“I was very good in history.” Thus declared Candidate Trump a few hours before his epochal US presidential election victory. In the wider scheme of things, it was one of Mr Trump’s less offensive claims. Historians will debate whether his campaign demonstrated that he did, in fact, have a good grasp of the history of the Republic (or indeed the world), but our concerns are trivial compared to those of many others whose rights, livelihoods and fundamental values are now under attack.
That said, if the fightback starts here and now, then the “here” for most historians is a space that stands in opposition to the very tenor of Trumpism: the humanities departments of universities. Here we must redouble our efforts to teach and demonstrate by example that the loudest voice is seldom the one with the best answers, that arguments can be fierce without us resorting to personal humiliation, that money and monetization are not—cannot be—the only ways to judge human worth.
In other words, this is a battle over basic societal values. By fostering debate and critical thought in the seminar room, and by discussing with our students issues such as historical rights, identities, conflicts and oppression, historians position themselves on the battle’s frontline. We should welcome and acknowledge that responsibility more explicitly; and we should argue more energetically that the value of humanities departments lies not in their research income but rather in their basic existence as spaces where ideas—including especially our own—will be challenged, not echoed.
“diversity garbage”
We already know the look of one form of challenge: in the wake of Mr Trump’s victory, flyers distributed at Texas State University announced that it was “time to organize tar & feather VIGILANTE SQUADS and go arrest and torture those deviant university leaders spouting off all this diversity garbage.” Doubtless, my own research and teaching would be considered “diversity garbage”: my field is global history with a particular focus on East Asia.
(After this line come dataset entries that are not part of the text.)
PR #1032, opened 2023-02-20
1020 - Update the code to add the aria-label property to the modus-modal's both buttons

### LINKED ISSUE #1020: [BUG] Modal Buttons missing accessibility attributes
**Describe the bug**
Modal Button (primary-button and secondary-button) are missing accessibility attributes

**To Reproduce**

Go to https://modus-web-components.trimble.com/?path=/docs/components-modal--default
Click on 'open modal'
The Close button should have attributes role="button" and aria-label="Close"

1. Go to https://modus-web-components.trimble.com/?path=/docs/components-modal--default
2. Click on 'open modal'
3. Scroll down to the popup model buttons (primary-button ("Sweet!") and secondary-button ("Save changes"))
4. Both buttons are missing aria-label

**Expected behavior**
The modus-modal's both buttons should have the aria-label property for the accessibility

**Screenshots**
image

hrgondaliya:
Update the code to add the aria-label property to the modus-modal's both buttons

## Description

Please include a summary of the change and which issue is fixed. Please also include relevant motivation and context. List any dependencies that are required for this change.

Fixes #1020

## Type of change

- [ ] Documentation update

## How Has This Been Tested?

Please describe the tests that you ran to verify your changes. Provide instructions so we can reproduce. Please also list any relevant details for your test configuration

## Checklist

- [ ] I have made corresponding changes to the documentation (including CHANGELOG updates)


msankaran0712 (changes requested):
We also need to change the properties for the Modal component on the storybook page.

stencil-workspace/src/components.d.ts
```diff
@@ -423,10 +423,18 @@ export namespace Components {
...
+         */
+        "primaryButtonAreaLabel": string | null;
         /**
           * (optional) The modal's primary button text.
          */
         "primaryButtonText": string;
+        /**
+          * (optional) The modal's secondary button Area Label.
+         */
+        "secondaryButtonAreaLabel": string | null;
```
msankaran0712, line 437: I believe it should read  `..AriaLabel`

msankaran0712 (changes requested):

msankaran0712:
It would be nice to have something like https://shoelace.style/components/dialog?id=slots for the footer section as optional, what do you think? @ryan-henness-trimble

stencil-workspace/src/components/modus-modal/modus-modal.tsx
```diff
@@ -23,6 +23,12 @@ export class ModusModal {
   /** (optional) The modal's z-index. */
   @Prop() zIndex = '1';
 
+  /** (optional) The modal's primary button Area label. */
+  @Prop() primaryButtonAreaLabel: string | null;
```
msankaran0712, line 27: I believe it should read ..AriaLabel, also in the description text.

msankaran0712 (changes requested):

stencil-workspace/src/components/modus-modal/modus-modal.tsx
```diff
@@ -23,6 +23,12 @@ export class ModusModal {
...
+
+  /** (optional) The modal's secondary button Area Label. */
+  @Prop() secondaryButtonAreaLabel: string | null;
```
msankaran0712, line 30: I believe it is sufficient to use only `string` for prop type @ryan-henness-trimble please correct me if am wrong.

msankaran0712 (changes requested):

stencil-workspace/src/components/modus-modal/modus-modal.tsx
msankaran0712: I recommend keeping only `string`.

ryan-henness-trimble: If I remember correctly, the Storybook accessibility checks were not passing unless we included `null`

stencil-workspace/src/components/modus-modal/modus-modal.tsx
```diff
@@ -23,6 +23,12 @@ export class ModusModal {
   /** (optional) The modal's z-index. */
   @Prop() zIndex = '1';
 
+  /** (optional) The modal's primary button Aria label. */
```
ryan-henness-trimble, line 26: Can we change `Aria label` to `aria-label` in the comments?

stencil-workspace/src/components/modus-modal/modus-modal.tsx
```diff
@@ -23,6 +23,12 @@ export class ModusModal {
...
+  @Prop() primaryButtonAriaLabel: string | null;
+
+  /** (optional) The modal's secondary button Aria Label. */
+  @Prop() secondaryButtonAriaLabel: string | null;
```
ryan-henness-trimble, line 30: Let's alphasort these `@Prop()`s - that way they're next to their corresponding `ButtonText` prop

ryan-henness-trimble:
> It would be nice to have something like https://shoelace.style/components/dialog?id=slots for the footer section as optional, any thoughts? @ryan-henness-trimble

It depends on the Modus spec, do we want to allow the user to add more than 3 buttons? Do we want them to be able to render elements in the footer other than buttons?

ryan-henness-trimble (approved):

msankaran0712:
> > It would be nice to have something like https://shoelace.style/components/dialog?id=slots for the footer section as optional, any thoughts? @ryan-henness-trimble
> 
> It depends on how rigid we want to adhere to the Modus specs. Do we want to allow the dev to add more than two buttons? Do we want them to be able to render elements other than buttons in the footer?
> 
> If we want to give them full control, a slot sounds like a good option. But if we want to limit what can be rendered in the footer, we might want to consider another option
> 
> I would lean towards adding optional slots that will override the default buttons. More control seems better in this case

@ryan-henness-trimble I agree to have optional slots for buttons. It is true that users should not add buttons more than two, but providing a slot as an option will give users better control over the button configurations instead of adding those configs in the Modal's API, which in the future might become too much.

stencil-workspace/src/components/modus-modal/modus-modal.tsx
msankaran0712: hey, @ryan-henness-trimble @hrgondaliya I tested the storybook page by removing `null` from the properties and keeping only `string` as a type, seems like there is no issue with accessibility, so up to you to decide whether to remove `null` or keep it.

But there would be a more insidious attack that could be made on the work I do. In its worst excesses, global history stands for a celebration of globalization from the nineteenth century onwards, a teleological story of accelerating global integration and ipso facto prosperity. In its milder forms, global history still emphasizes connections—of people, commodities, ideas, germs and environmental transformations—that bind together the histories of often disparate communities, and that do so across the borders of the modern nation-state. We are all global historians now, according to some scholars—implying that the objects of our teaching are also all global.
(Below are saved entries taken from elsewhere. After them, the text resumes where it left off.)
PR #1048, opened 2023-02-23
Added Modus Time Picker component

### LINKED ISSUE #973: Time Picker in Web Components

msankaran0712:
Fixes #973 

## Type of change

- [x] Documentation update

## How Has This Been Tested?
Chrome Browser

## Checklist


coliff:
should this have `maxlength="5"`?

msankaran0712:
> Many systems/countries use 24-hour clock, I don't think we should enforce entering PM or AM.
> 
> I don't really see why using this would ever be preferable over using input `type="time"` which supports 12/24 hour clock, step inputs, localization/internationalization, validation and min and max time. https://developer.mozilla.org/en-US/docs/Web/HTML/Element/input/time

Good question, maybe I went ahead with the assumption that we are not using the native time picker. I will confirm it with @egunther39.

ryan-henness-trimble:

Except that “we” do not necessarily perceive ourselves as all global now. If Trump’s victory and Brexit teach historians anything, it is that the nation-state as an imagined community is still alive and kicking. Many people do not necessarily feel connected to the outside world (whatever they mean by “outside”), or if they do, the connection is a negative one that takes the form of a lost job or an unfamiliar neighbour. “Connections” can be a useful term of analysis: it can alert historians to the fact that the story of the American Rust Belt is also that of northeast England or small town Japan, or that the fate of the Rust Belt is intimately connected to that of the Pearl River Delta. But it fails in helping us understand the emotional register of how people feel.
The challenges of global history
This gap—between the language of the analysts and of those being analysed—was the topic of “The Unconnected”, a long article that appeared in The New Yorker one week before the US Presidential Election. In it, George Packer describes the phenomenon by which Democratic Party policy-makers in the 1990s focused on poverty relief either in Africa and Latin America or in the American inner cities: “poverty was foreign or it was black”. The struggling communities of the Rust Belt were thereby overlooked: this was “flyover country” (a term that also captures the concentration of Democratic support on the East and West coasts).
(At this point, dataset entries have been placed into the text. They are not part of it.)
PR #1082, opened 2023-03-02
Issue 1061: Updated modus-modal default backdrop color

### LINKED ISSUE #1061: [BUG] Modus Modal defaults to a completely opaque background which obscures the application
**Describe the bug**
The modus-modal component is displaying a completely opaque background which appears to be caused by a default css variable being set without opacity < 1

**To Reproduce**
Install @trimble-oss/modus-web-components version 0.1.34 and use the modus-alert component
When the modal is opened the background will default to a "black" color.

**Expected behavior**
image

**Screenshots**
image

**Desktop (please complete the following information):**

- OS: Windows 10
- Browser: Chrome

**Additional context**
This appears to have been introduced in:
https://github.com/trimble-oss/modus-web-components/pull/907/files#diff-c7ba294f77a7a677b178a13e5a15115ae171cda436f21fb59ff179e5670badb8

in file modus-modal.scsss

leohaughton:
## Description

This PR updates the default modus-modal backdrop color to be consistent with the default theme color. For existing users of modus-web-components they will now get consistent default UX when upgrading to the latest version.

Prior to this fix, when upgrading to the latest version the default backdrop color for the modus-modal was completely opaque.

Fixes #1061 

## Type of change

- [ ] Documentation update

## How Has This Been Tested?
 - Tested manually by using the component inside the test index.html page with and without the global themes applied in stencil.config.json
 - Added an e2e test to ensure that the styles are being applied correctly from the theme however I was unable to write an e2e test that covers the styles when themes are not applied. There is still a gap there for "default" component behavior.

It’s only a short distance from “flyover country” to “flyover history”: that is, the accusation that global history prefers to focus on metaphorical (and often literal) coasts at the expense of the metaphorical heartlands. According to this charge, global history interests itself with the stories of people who migrate, not those who stay behind. In this way, its intellectual interests inadvertently (or deliberately, so the attack would have it) follow patterns of outsourcing, in which the voices of the subaltern overseas are given greater expression than those of the subaltern at home.

Ortelius: Maris Pacifici, 1589; Quelle: wikipedia.org
I don’t buy this characterization of global history. But there is enough of a grain of truth in it that we need to be ready to counter it. In my own work, for example, I used to be interested in the Japanese equivalent of the Rust Belt. Now, after years of thinking about “global” and “transcultural” perspectives, I am more interested in the Japanese overseas diaspora. The first challenge, then, is to consider whether these two interests couldn’t be better combined, in order to make the point that the “Rust Belt” and “diversity” are not mutually exclusive.
But the second challenge is to develop a more robust public language to explain and defend why it is that a global approach to history need not be “flyover history”. I can think of pithy responses, typical for an academic: to study roots is to study routes, and so on. But if all history-writing that is not Great White Men is going to be branded as “multicultural crap”, then pithiness is not enough. We need to find a language—and quickly—to fight back stronger.
That’s easier said than done. It requires historians to develop—or rediscover—a language that speaks to society as well as to the academy, that is both emotional as well as analytical. Perhaps, as a negative strategy, we need to label egregious uses of the past simply as “bad history”—no caveats necessary. Perhaps, on a more positive note, we need to embrace the responsibility of being “experts” in order to expose the fallacies of the Farages. It would be great, moreover, if we could reclaim the adjective “great” and talk about what makes great history-writing—diversity, connections, disconnections and all. If Mr Trump’s victory therefore forces historians to think more clearly about the stakes of what it is we do, then we may eventually be able to look back and say that the President-elect was unwittingly good for history, if nothing else.